In this issue, we present some statistics about where we are as a project, we give some updates about our Types, and we take a look at the latest software developments.
Want to catch up with the previous updates? Check our archive!
Also, we remind you that if you have questions or ideas to discuss, the next Volunteers' Corner will be held on February 3, at 18:30 UTC (link to the meeting).
Enjoy the reading! -- User:Sannita (WMF) (talk) 14:05, 30 January 2025 (UTC)
Natural language functions
Hello everyone,
We’re working on functions that return natural-language outputs, and we should think about how to handle both these outputs and their inputs consistently. For example:
- How should we represent inputs like Wikidata’s “grammatical features” (gender, number, etc.) across different languages?
- How do we decide whether a function’s output should be a simple string or monolingual text?
- How can we create functions that work across languages and sentence structures, or that can be combined with other functions to do so?
What are your thoughts? Any suggestions or examples? GrounderUK (talk) 13:55, 1 February 2025 (UTC)
- Thanks. This is important questions. I don't have a good answer for now but I did see some strange and inconsistent things, we need some clarity. For example, "[gender] is a [country] [professional]", English Lexemes (Z21765) using the datatype Sign (Z16659) in input for gender (it works in this case but it still feels wrong, and it won't work in most languages and grammatical features), there is also Conjugate regular -er verb (Z21617) using arbitrary Natural number (Z13518) (see the two proposals WF:FRENCHSUBJ and WF:FRENCHTENSE by MolecularPilot).
- My two cents to help move forward:
- grammatical features can be strange (natural languages are full of exception and unexpected things, like in Breton prepositions are conjugated like verbs), whatever we choose need to be flexible enough.
- At the same time, I guess we don't want to recreate a list/datatype for each languages as most behave similarly and it would be redundant (6000+ languages with most of the non-genderless one having masculine/feminine, see https://wals.info/feature/30A for instance).
- Some of these functions will rely on Wikidata so Wikifunctions should understand and accept grammatical features used on Lexemes (and there is a lot, 989 right now : https://qlever.cs.uni-freiburg.de/wikidata/7n3eYj ).
- Right now, it seems most natural language functions return a simple string (String (Z6)), it's not wrong but a monolingual text (Monolingual text (Z11)) would be cleaner and clearer (removing the language tag afterwards is super easy - we already have string of monolingual text (Z14396) -, adding it could be trickier: when the label of a function says "English" is is American English, British English, both, none? a monolingual text would be explicit).

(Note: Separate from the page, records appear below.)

Issue #1135, opened 2014-10-19
i18n translations are duplicated


simplysoft:
It looks like that a lot of the translations are duplicated. All translations seem to exist in the the config/locales/en.yml file, but the translations are duplicated in various smaller files for individual components (e.g. config/locales/views/activity_mailer/en.yml)

Either we should remove the global en.yml fie or get rid of the various smaller individual files.

simplysoft:
A year passed, and I have new insights:

It is better to have component specific yml files. It has the risk of duplication, but the duplication is intentional. Every specific yml file defines a translation context and even if the two texts in two different contexts are the same, this does not mean that they are equal. 

I think we developer tend to remove duplication as much as possible, but in the translation case this is actually harmful. Context matters and in almost all cases. 

And it turns out that there are solution for this "duplication problem" in the translation space. Professional translation works with translation memory / fuzzy searching, so the translator can decide on case by case if he should use the same term or another. So the overhead of having multiple translation keys that have the same text is significantly reduced

I have only one open question left:
How should we deal with the non-english translation? Should we also make the effort and split them into the individual files, or is it ok to have them in one big file. As far as I know management of one big file is much simpler with a lot of translation tools

simplysoft:
We have just encountered one example of harmful de-duplication developer tend to perform:
https://github.com/concerto/concerto/blob/master/app/views/public_activity/membership/_create.html.erb

This codes assume one certain grammatical structure of the language, if this does not match, it is almost not possible to translate it.

The proper solution to fix this is to create translation strings for every combination of the possible text snippets. It might feel counterintuitive at first, but one gets used to it :)

Issue #929, opened 2014-05-22
Translation Tool


simplysoft:
We are looking into translating concerto into german. It would be great if we could use a translation tools like https://www.localeapp.com (free for public projects)
This would ease development and the work of the translators.

So if a responsible person would be kind enough to create an account, that would be great.

simplysoft:
Could someone of the team (@augustus ?) apply for a free account at https://crowdin.com/page/open-source-project-setup-request

We would like to use it to translate concerto to german. As far as we have tested, this service provider provides the best solution (includes translation memory, automatic machine translations, etc)

PR #1163, opened 2015-01-03
Cleanup translation

simplysoft:
It is a mess, but I tried my best.

See the individual commits to keep track of the changes, I tried to make it as auditable as possible. 
The deduplication was performed by some hand crafted scripts / extension to i18n-tasks, so there should be no human errors in there. The script removed all keys in the main en.yml if there was another translation somewhere in the subdirectories

This PR is an effort for solving #1135 and supporting #929


zr2d2:
Thanks. I'll look at it tonight. I made a commit a while ago that added duplication, and never Tom the time to remove it. Didn't seem that urgent

simplysoft:
Great. 
Luckily there were not much inconsistencies, you can find them here: https://gist.github.com/simplysoft/1162b3c40bacfbc4e562

zr2d2:
nice work! I've been waylayed at work as of late, but this is a good addition

PR #1171, opened 2015-01-24
German translation

simplysoft:
and some cleanups for easier language handling (non-english languages have each one file)

The translation status can be viewed at https://crowdin.com/project/concerto


augustf:
I'm not sure combining all our translations into a single unmanageable file is a very good idea. I imagine it makes web tools like CrowdIn work, but it takes away the modularity of our translation structure and removes any sense of which translations go where in the application's structure. @zr2d2 Any opinions on this?

simplysoft:
I think its easier to manage if for translations its one file. The key is that the big file we don't have to manage, whereas the 25 individual files we would have to.
Because translations always are behind the original language it it a hassle to update always 100 (25 files * 4 languages) individual files. This would only work with automation.
For the english part though we should keep the structure as we have it now. 

Actually crowdin is one of the few tools that supports having the files split up into multiple files, and in the initial try I did upload it them individually. But this also means that a translator has to select all the 25 files and then translate them, and we have to go through 25 files and approve translations. 
And the dutch language was already in one bug chunk, so we would first have to split this file again.

If you think it is worth splitting also the translations, then somebody should make an effort and write the rules that define in which files translations belong (we gave it a try for 5 minutes and then gave up). We have already tool support for this with i18n-tasks:
https://github.com/glebm/i18n-tasks#pattern-router

augustf:
I see what you mean. In my mind, the main virtue of separate files is that a file like views/screens/de.yml is the German strings that appear in the screens views in app/views/screens/.

augustf:
After conferring with @zr2d2 , we've decided to accept this as the benefits of separate files initially were minor.

zr2d2:
to clarify, I see separate file beneficial only in the way @augustf described, where a developer is manually mapping the keys back to the application structure. Since the non-English locals are being used programmaticaly and not by hand, I see no need to keep them seperate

- grammatical features can be strange (natural languages are full of exception and unexpected things, like in Breton prepositions are conjugated like verbs), whatever we choose need to be flexible enough.
- Cheers, VIGNERON (talk) 14:27, 1 February 2025 (UTC)
- The 989 grammatical features are probably all useful, but the first few I looked at (e.g. "singular") would just be enumeration values for a type (in this case "grammatical number", of which there are currently 24 possible values). I think we should have a single type for grammatical number, and some languages will hardly use any values, but every language would find what they need. Similar for other categories of grammatical features. At present, this would result in long dropdowns (e.g. 24 items of which I might only know what two of them are), but if sorted reasonably well, I think that would be fine. 99of9 (talk) 10:55, 2 February 2025 (UTC)
- If we are ramping up the use of monolingual texts (I'm not opposed, when functions are returning sentences or phrases directly for a language), then we should start building quite a few more monolingual text helper functions (e.g. join texts - even the simple ones haven't been written). I'm a little bit concerned that we'll need separate functions to generate each of the monolingual texts for each of the English variants. It would be good to call a single one and share results whenever possible. 99of9 (talk) 11:03, 2 February 2025 (UTC)
- As I suggested on Telegram, I think the “gender” input for "[gender] is a [country] [professional]", English Lexemes (Z21765) is best understood as a placeholder for a noun phrase. The function supplies the copula and sentence complement for an indeterminate person who is the grammatical subject. This is an English language (family) function that assumes a third-person (semantically) singular subject (a living human being who is currently active in some profession or role). For English, such a context is not sufficient to determine the required placeholder (a pronoun), because third-person (semantically) singular pronouns are marked for “gender”. This additional context is therefore required as input. The use of Sign (Z16659) here is unfortunate, but we do not have a general-purpose Type to represent “one of three options” (and I’m not suggesting we should). A similar solution was not available for Conjugate regular -er verb (Z21617), hence the use of arbitrary natural numbers (and I’m not suggesting we should do that, either).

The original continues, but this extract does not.